You can read the full spec and grammar for littlelang on GitHub, but in short, it has the following features:

It’s 100% dynamically typed. However, I consider it strongly typed, because it never automatically coerces things like int + str. It’s even stronger than Python: if requires a boolean condition, and and or require booleans, and you can’t compare different types using < and other inequality operators.

Some things littlelang does not support:

Even though littlelang doesn’t have classes, you can emulate something like them with objects and closure methods (see Person in the code snippet above, or Assign below). The only syntactic sugar is that obj.foo is shorthand for obj["foo"], which makes data access and method calls much nicer to look at.

This way of representing objects as maps (a hash table per instance) is not very efficient, but that’s okay – this is only a toy language after all!

Littlelang in littlelang

I wanted to make the language as simple as reasonably possible, but just powerful enough to be able to re-implement the parser and interpreter in itself.
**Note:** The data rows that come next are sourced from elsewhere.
PR #2708, opened 2021-04-08
Use memcached as the default cache store.

hannako:
## What

We are going to add a new election lookup service to Frontend. Using a [shared](https://github.com/alphagov/govuk-aws/blob/c993f31604b7023dc0292e8bdf79eb8e2cced8b7/terraform/projects/app-frontend/main.tf#L193-L205) memcached server will help performance. 

### DIFF
--- a/Gemfile
+++ b/Gemfile
@@ -3,6 +3,7 @@ source "https://rubygems.org"
 gem "rails", "6.1.3.1"
 
 gem "addressable"
+gem "dalli"
 gem "gds-api-adapters"
 gem "govuk_ab_testing"
 gem "govuk_app_config"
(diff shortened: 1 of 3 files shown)


sihugh (approved):
Looks good to me. Frontend nodes (the machine type, not the app) already have a shared [local memcached on each of them](https://github.com/alphagov/govuk-puppet/blob/master/modules/govuk/manifests/node/s_frontend.pp#L17-L20), so we could merge this before https://github.com/alphagov/govuk-puppet/pull/11032 if you'd like?

hannako:
@sihugh Ah, I thought they were only on production machines 🤔 So do we need alphagov/govuk-puppet#11032 at all?

sihugh:
Yep, because that lets us use a shared one between all the nodes to increase our cache hit rate

hannako:
Ah yep - we need to set the ENV var in staging for frontend to write to memchached in staging. I remember now.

So lo and behold there’s a version of littlelang written in littlelang. It even works multiple levels deep, which I think is pretty cool (though see the benchmarks below).

The tokenizer and parser are pretty much straight ports of the Go version, but the interpreter is fairly different. The interpreter is also much simpler, partly because I forgo a lot of runtime checks (the Go interpreter will catch the errors, though the error messages point to the wrong place). In addition, the builtin functions just call the Go equivalents.

For interest, here’s the number of lines of source code (LoC) for the Go interpreter versus the littlelang one – again, a little unfair for the reasons above:

Component Go LoC Littlelang LoC
Tokenizer 357 259
AST Nodes 319 244
Parser 433 378
Interpreter 718 156
Builtins 454 71
Total 2281 1108

I really like how easy it is to use nested functions to simulate objects with methods. Littlelang doesn’t have any special syntax for classes, but you can just write a function which returns a map with data and some “closure methods”.

For example, consider the AST nodes (only one node type shown). Each has a type and source file position as well as node-specific data, and then a str() method to return a pretty-printed version of the node:

// Node is not a base class, just a helper function to create a node
func Node(type, pos) {
    self = {}
    self.type = type
    self.pos = pos
    return self
}

// Variable or subscript assignment
func Assign(pos, target, value) {
    self = Node("Assign", pos)
    self.target = target
    self.value = value
    self.str = func() {
        return self.target.str() + " = " + self.value.str()
    }
    return self
}

// See source for other node types ...

How slow is it?

I wrote a little benchmark that runs a for loop which calls a user-defined function. Here are some results for how this compares to a Python version, as well as the littlelang interpreter written in littlelang, interpreting itself once and then twice. How meta!

Note that I ran these on a 2.5GHz i7 on macOS, using Go 1.9 and Python 3.6.

Version Number of loops Loops/sec Times as slow
Python 10,000,000 4,200,000 1.0
Go interpreter 10,000,000 860,000 5.0
littlelang interpreter 100,000 21,000 200
littlelang2 intepreter 1,000 203 21,000

Not too bad, right? My simplistic tree-walk interpreter is a mere 5 times as slow as the CPython bytecode virtual machine.

Go interpreting littlelang interpreting itself and then running the benchmark is another 40x slower than that. And Go interpreting littlelang interpreting littlelang interpreting littlelang and running the benchmark another 105x slower again. We’re back to the speeds of the first, room-sized computers in the 1940’s!

Go forth and code

So building your own language is a great learning experience and a lot of fun. My recommendation: roll your own language, and when you get stuck, read Crafting Interpreters from cover to cover!